Top of Provided entries

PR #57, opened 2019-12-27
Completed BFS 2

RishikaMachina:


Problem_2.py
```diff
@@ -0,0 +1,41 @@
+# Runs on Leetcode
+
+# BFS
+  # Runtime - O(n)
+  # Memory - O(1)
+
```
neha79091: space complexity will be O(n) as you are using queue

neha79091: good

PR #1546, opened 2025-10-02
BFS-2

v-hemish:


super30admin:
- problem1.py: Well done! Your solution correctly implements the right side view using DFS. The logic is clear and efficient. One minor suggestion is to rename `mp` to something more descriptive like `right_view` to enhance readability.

Bottom of Provided entries
Top of Provided entries

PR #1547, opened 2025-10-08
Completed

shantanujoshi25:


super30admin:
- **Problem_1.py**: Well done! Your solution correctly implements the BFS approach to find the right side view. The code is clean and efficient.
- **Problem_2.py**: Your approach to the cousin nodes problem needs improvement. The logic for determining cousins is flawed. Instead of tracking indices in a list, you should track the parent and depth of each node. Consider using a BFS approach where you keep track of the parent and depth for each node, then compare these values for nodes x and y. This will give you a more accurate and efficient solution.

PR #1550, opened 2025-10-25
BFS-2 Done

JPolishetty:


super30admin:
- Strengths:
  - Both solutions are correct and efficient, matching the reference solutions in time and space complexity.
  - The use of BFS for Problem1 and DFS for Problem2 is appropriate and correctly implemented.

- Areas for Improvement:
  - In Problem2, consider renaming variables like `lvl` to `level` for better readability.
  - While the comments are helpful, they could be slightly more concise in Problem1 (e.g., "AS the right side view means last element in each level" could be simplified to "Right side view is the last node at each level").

Bottom of Provided entries
Top of Provided entries

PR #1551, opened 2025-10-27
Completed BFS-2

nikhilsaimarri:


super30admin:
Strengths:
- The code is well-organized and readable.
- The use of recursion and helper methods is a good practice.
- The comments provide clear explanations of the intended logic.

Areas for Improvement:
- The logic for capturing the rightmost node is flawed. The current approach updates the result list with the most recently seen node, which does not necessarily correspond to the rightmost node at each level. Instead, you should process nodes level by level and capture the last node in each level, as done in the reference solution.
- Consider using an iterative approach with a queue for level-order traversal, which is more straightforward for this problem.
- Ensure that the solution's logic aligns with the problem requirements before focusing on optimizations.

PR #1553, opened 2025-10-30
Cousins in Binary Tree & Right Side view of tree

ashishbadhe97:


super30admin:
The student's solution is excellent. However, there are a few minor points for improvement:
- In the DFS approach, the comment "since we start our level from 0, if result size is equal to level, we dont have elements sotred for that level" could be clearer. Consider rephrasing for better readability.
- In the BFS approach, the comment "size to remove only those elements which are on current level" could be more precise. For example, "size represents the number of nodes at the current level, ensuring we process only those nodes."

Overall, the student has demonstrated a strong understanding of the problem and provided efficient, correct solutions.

Bottom of Provided entries

**Assigned task:** Out of the data above, transcribe exactly and only the lines starting with the line that has "PR #57, opened 2019-12-27" and going on through the line that has "- problem1.py: Well", both included.

**Solution:**
PR #57, opened 2019-12-27
Completed BFS 2

RishikaMachina:


Problem_2.py
```diff
@@ -0,0 +1,41 @@
+# Runs on Leetcode
+
+# BFS
+  # Runtime - O(n)
+  # Memory - O(1)
+
```
neha79091: space complexity will be O(n) as you are using queue

neha79091: good

PR #1546, opened 2025-10-02
BFS-2

v-hemish:


super30admin:
- problem1.py: Well done! Your solution correctly implements the right side view using DFS. The logic is clear and efficient. One minor suggestion is to rename `mp` to something more descriptive like `right_view` to enhance readability.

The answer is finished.